(Instructions to follow)
A bare number is the expected answer: the count of lines in the records that contain the word "used".

START Extracted data

PR #4496, opened 2021-08-12
CP-37866 add Host.tls_verification_enabled field

lindig:
TLS verification is enabled on the pool level but can be disabled
locally (in an emergency) for a host. To provide visibility if this has
happened, this adds field Host.tls_verification_enabled for XenCenter to
use it.

### DIFF
--- a/ocaml/xapi/xapi_host.ml
+++ b/ocaml/xapi/xapi_host.ml
@@ -916,6 +916,16 @@ let create ~__context ~uuid ~name_label ~name_description ~hostname ~address
   let metrics = Ref.make () in
   make_new_metrics_object metrics ;
   let host_is_us = uuid = Helpers.get_localhost_uuid () in
+  let tls_verification_enabled =
+    match (host_is_us, Db.Pool.get_all ~__context) with
+    | true, _ ->
+        Stunnel_client.get_verify_by_default ()
+    | false, [pool] ->
+        Db.Pool.get_tls_verification_enabled ~__context ~self:pool
+    | _ ->
+        false
+    (* no or multiple pools *)
+  in
   Db.Host.create ~__context ~ref:host ~current_operations:[]
     ~allowed_operations:[]
     ~software_version:(Xapi_globs.software_version ())
@@ -941,7 +951,8 @@ let create ~__context ~uuid ~name_label ~name_description ~hostname ~address
         [0L]
       )
     ~control_domain:Ref.null ~updates_requiring_reboot:[] ~iscsi_iqn:""
-    ~multipathing:false ~uefi_certificates:"" ~editions:[] ~pending_guidances:[] ;
+    ~multipathing:false ~uefi_certificates:"" ~editions:[] ~pending_guidances:[]
+    ~tls_verification_enabled ;
   (* If the host we're creating is us, make sure its set to live *)
   Db.Host_metrics.set_last_updated ~__context ~self:metrics
     ~value:(Date.of_float (Unix.gettimeofday ())) ;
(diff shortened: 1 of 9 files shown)


ocaml/xapi/xapi_host.ml
```diff
@@ -2628,15 +2630,19 @@ let get_sched_gran ~__context ~self =
...
 
 let emergency_reenable_tls_verification ~__context =
   (* NB: Should only be used after running emergency_disable_tls_verification.
      Xapi_pool.enable_tls_verification is not used because it introduces a
      dependency cycle. *)
+  let self = Helpers.get_localhost ~__context in
   Stunnel_client.set_verify_by_default true ;
-  Helpers.touch_file Xapi_globs.verify_certificates_path
+  Helpers.touch_file Xapi_globs.verify_certificates_path ;
+  Db.Host.set_tls_verification_enabled ~__context ~self ~value:false
```
lippirk, line 2645: i think you mean `true` here?

lindig: Good catch

ocaml/xapi/xapi_host.mli
```diff
@@ -514,12 +514,12 @@ val set_sched_gran :
 val get_sched_gran :
   __context:Context.t -> self:API.ref_host -> API.host_sched_gran
 
-val emergency_disable_tls_verification : __context:'a -> unit
+val emergency_disable_tls_verification : __context:Context.t -> unit
```
lippirk, line 517: I'm not so sure about this

``__context:`a`` was communicating that you can't use the `__context` parameter in this function - `emergency_disable_tls_verification` and `emergency_reenable_tls_verification` are emergency comands, so we can expect that the host they are being called on cannot reach the master. In particular we can expect 'Db.X.y ~__context` to hang or fail

ocaml/xapi/xapi_host.ml
lippirk: see my comment below, I think trying to modify the database in an emergency call will often not end well

lippirk: maybe, for the case when the slave will reconnect to the master after running the emergency call, a good place for this code is here: https://github.com/xapi-project/xen-api/blob/62e144780c6f1cccb17fc4decaa010365167b398/ocaml/xapi/xapi.ml#L1158

lindig: So you would suggest a different strategy?  We could not update the database in the emergency command that disables TLS verification but we have to update the database at some point as otherwise there is no point to have this field.

lindig:
I've updated this. When a host disables TLS verification we try to update the DB (but it might fail) and we also report the state of the TLS verification on Xapi startup. That should be good enough to detect that verification is off for a host even when it is on for a pool in general.

ocaml/xapi/xapi_host.ml
```diff
@@ -916,6 +916,12 @@ let create ~__context ~uuid ~name_label ~name_description ~hostname ~address
   let metrics = Ref.make () in
   make_new_metrics_object metrics ;
   let host_is_us = uuid = Helpers.get_localhost_uuid () in
+  let tls_verification_enabled =
+    if host_is_us then
+      Stunnel_client.get_verify_by_default ()
+    else
+      false
```
psafont, line 923: If I'm not mistaken this is use when a host joins a pool. In that case it should be set to the default of the pool instead of just `false` unconditionally.

ocaml/xapi/xapi_host.ml
```diff
@@ -2629,14 +2636,31 @@ let get_sched_gran ~__context ~self =
...
   Stunnel_client.set_verify_by_default false ;
-  Unixext.unlink_safe Xapi_globs.verify_certificates_path
+  Unixext.unlink_safe Xapi_globs.verify_certificates_path ;
+  try
+    (* we update the database on a best-effort basis because we
+       might not have a connection *)
+    let self = Helpers.get_localhost ~__context in
+    Db.Host.set_tls_verification_enabled ~__context ~self ~value:false
+  with e ->
+    error "Failed to update database after TLS verication was disabled: %s"
```
psafont, line 2646: I think downgrading this to warning or even info is warranted since the exception is expected.

ocaml/xapi/xapi_host.ml
```diff
@@ -2629,14 +2636,31 @@ let get_sched_gran ~__context ~self =
...
+      (Printexc.to_string e) ;
+    raise
+      Api_errors.(
+        Server_error
+          ( internal_error
+          , ["Failed to update database after TLS verification disabled"]
```
psafont, line 2652: I think the message must be reworded to reduce user confusion, the exit status won't be 0 (success) even though this is the expected path:
"TLS verification disabled successfully. Failed to contact the coordinator to update the database."

ocaml/xapi/xapi_host.ml
```diff
@@ -2629,14 +2639,34 @@ let get_sched_gran ~__context ~self =
 let emergency_disable_tls_verification ~__context =
   (* NB: the tls-verification state on this host will no longer agree with state.db *)
   Stunnel_client.set_verify_by_default false ;
-  Unixext.unlink_safe Xapi_globs.verify_certificates_path
+  Unixext.unlink_safe Xapi_globs.verify_certificates_path ;
+  try
+    (* we update the database on a best-effort basis because we
+       might not have a connection *)
+    let self = Helpers.get_localhost ~__context in
+    Db.Host.set_tls_verification_enabled ~__context ~self ~value:false
```
lippirk, line 2647: So what actually happens here in practice when you have lost connection to the coordinator and you try to disable verification? I ask because I recall trying to make a similar sort of change in the past, and getting an indefinite hang rather than an exception

lippirk: (I'm thinking about the situation where the user has a genuine networking problem, but attempts to disable tls verification to see if it helps)

lindig: I don't know. If networking breaks down and this is not related because of TLS problems, I think you have all kinds of problems, probably your VMs can't talk to storage anymore. Not sure we can guarantee anything at that point

lindig: I now see failed unit tests - need to investigate

lindig: The failure is coming from this change:

psafont (approved):

lippirk (approved):
I am still a bit wary of this change (it may emergency commands unreliable in when you don't have a session available with the master):

```
-val emergency_reenable_tls_verification : __context:'a -> unit
+val emergency_reenable_tls_verification : __context:Context.t -> unit
...
-val emergency_reenable_tls_verification : __context:Context.t -> unit
+val emergency_reenable_tls_verification : __context:'a -> unit
```

but if you have tested it and it works as expected then that is fine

END Extracted data

(Output for this task)
2